- Superb 802.11n 2.4GHz performance
- Smart, minimalist design
- Simple setup
- Last generation 802.11ac performance
- Woeful 802.11n 5GHz peak performance
- Single USB 2.0 port
Review Price £129.99
Manufacturer: Amped Wireless
What is the Amped Wireless RTA15?
The RTA15 is the first 802.11ac router from up and coming US networking company Amped Wireless. Still a relative unknown in the UK, Amped has enjoyed tremendous growth in the US and was rated the fastest growing computer/peripherals company for 2013 by Deloitte.
What has fuelled Amped’s rise is its focus on developing networking products for businesses and consumers with extremely impressive long-range performance and this makes the RTA15 of particular interest. That said, while the RTA15 has only recently made it to the UK, it has been on sale in the US for more than a year with the company announcing its successor – the RTA30 – at CES this month. So can the RTA15 still compete with the best?
SEE ALSO: Best Routers Round-up
Amped Wireless RTA15 - Design
It gets off to a low-key start. The RTA15 plays the minimalist card and out the box its completely black finish, flat top and gently curved sides are simultaneously sleek yet somewhat dull. Screw in the large, high gain antennas though and the RTA 15 takes on a more sinister look clearly designed to emphasise Amped’s mission to provide long-range performance.
Build quality is a mixed bag. The RTA15 doesn’t really have a chassis, more a top cover and the plastics used in its construction – while not weak – have a flex which doesn’t instil confidence. At 1.04kg it is surprisingly heavy, but it grips surfaces well and users determined to maximise signal travel can fit a bundled stand which trades some of this stability to hold the RTA15 in an upright position. It also gets brownie points as it can be wall mounted.
Amped Wireless RTA15 – Features
Now typically we say what lies inside a router is far more important than the exterior, but this isn’t the case here. Crucial to Amped’s distance claims for the RTA15 are those oversized antennas and crammed within them are four 5GHz 2-stage amplifiers, two 2.4GHz amplifiers and four low noise (26dbm) amplifiers.
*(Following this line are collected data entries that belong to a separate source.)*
Issue #336, opened 2018-11-09
2.2.8 - Container.execute() still waits for 120 seconds in some cases.


Silentphantom62:
pylxd = 2.2.8
lxd = 3.0.2

**Steps to reproduce:**
1. Create a centos 7 container.
`lxc launch images:centos/7/amd64 my-container`

2. Run the following
```
import time

from pylxd import Client

client = Client(endpoint='https://<lxd-host>:<port>',
                verify=False, cert=('mylxd.crt', 'mylxd.key'))
client.authenticate('secret')
assert client.trusted

container = client.containers.get('my-container')

print("Started executing command -> Time:{0}".format(time.strftime('%X %x %Z')))
resp = container.execute(['useradd', '-m', 'centos', '-s', '/bin/bash'])
print("Done -> Time:{0}".format(time.strftime('%X %x %Z')))
print(resp.stdout, resp.stderr, resp.exit_code)
```

**Output:**
```
Started executing command -> Time:14:01:07 11/09/18 PST

Done -> Time:14:03:07 11/09/18 PST

(u'', u"useradd: user 'centos' already exists\n", 9)
```

Silentphantom62:
Looks like the execution is stuck in this loop waiting for all sockets to be closed.
https://github.com/lxc/pylxd/blob/master/pylxd/models/container.py#L417

Silentphantom62:
@ajkavanagh Did you get a chance to look at this?

lasizoillo:
Hi, I've created a pull request #337 to workaround the bug in ws4py. Sorry for the delay, but I've no time this days to work in it before.

ajkavanagh:
@lasizoillo hey no worries, we're all very busy!  Thanks for doing the detective work on this.  I'll do some testing with the patch today with the @Silentphantom62 use case, and if all is good, merge the patch and release 2.2.9.  Even if it's not a complete fix, it'll obviously be a step in the right direction.  Thanks again.

ajkavanagh:
So, I've done a bunch of testing with #337, which I'm going to merge.  @Silentphantom62 if you could also have a go at testing #337 that would be good.

ajkavanagh:
@Silentphantom62 does the fix in #337 fix the issue for you?

ajkavanagh:
Closing this issue as I believe #337 has fixed it.  Please re-open it if you think it's still an issue.  Thanks.

Silentphantom62:
[...]

PR #337, opened 2018-11-22
Fix race condition in 2.2.8 generating long pauses

lasizoillo:
Signed-off-by: lasizoillo <lasizoillo@gmail.com>

LXD sends TextMessage frames until the last one, then send a BinaryMessage and closes connection. If connection is closed no read events can't arrive to EPollPoller and ws4py doesn't read more data. But ws4py get into a loop in some cases waiting for streaming data to complete a message frame. There are another infinite loop waiting to ws4py to drain connection buffer.

I hope this fix resolve all corner cases. If not, I hope be more free to fix it sooner.

### DIFF
--- a/pylxd/models/container.py
+++ b/pylxd/models/container.py
@@ -21,6 +21,7 @@ from six.moves.urllib import parse
 try:
     from ws4py.client import WebSocketBaseClient
     from ws4py.manager import WebSocketManager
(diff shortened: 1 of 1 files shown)


ajkavanagh:
Note that this may provide a fix for #336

This is impressive on paper, though behind all this the core remains a 2x2 array when many of today’s premium routers use a more powerful 3x3 configuration. As such Amped quotes a slightly lower 1200Mbit theoretical maximum for its 802.11ac wireless rather than the usual 1300Mbit. Theoretical speeds have little to do with reality, but it does expose the slightly reduced bandwidth.
The RTA15 is also down on processing power. Inside is a single core Realtek 660MHz processor, which doesn’t hold a candle to the newer dual core 800MHz ARM Cortex A9 CPUs seen in the Asus RT-AC68 and Linksys EA6900. We’ve seen a lack of horsepower affect both range and USB network performance before, though it remains just one of a number of variables.
Elsewhere the RTA15 ticks most boxes. There are 4x Gigabit Ethernet ports, WPA/WPA2 and WPS security, guest network and IPv6 support and a smart firewall (SPI, NAT). Surprisingly there is just a single USB 2.0 port, when a pair of USBs is now common and USB 3.0 is appearing with increasing regularity (if not showing consistently better performance).
Amped Wireless RTA15 - Setup
Unlike D-Link and Linksys, Amped does not run a Cloud platform for remote router access, but it does hop aboard the newer trend of a CD-less setup. As such you simply screw in the RTA15’s antennas, power it up, connect using WPS and follow the setup wizard found at setup.ampedwireless.com or 192.168.3.1 in your browser.
The wizard is clear and concise with supporting graphics at each step and it walks you through connecting to the Internet and setting your wireless SSID and password. Happily Amped already splits its 2.4GHz and 5GHz bands (‘Amped_RTA15_5.0’ and ‘Amped_RTA15_2.4’) and if you choose to rename them we would strongly advise you keep a differentiator so you can choose the band to which your devices connect.
Unfortunately, there are a couple of black marks. Access to the router settings carries the hackers’ favourite defaults of username ‘admin’, password ‘admin’ (something many won’t bother to change) and most simple setting changes require a router restart. The settings UI also isn’t the most advanced in the world and won’t be giving Linksys’ drag and drop Smart WiFi dashboard any sleepless nights, but it is neatly laid out and intuitive.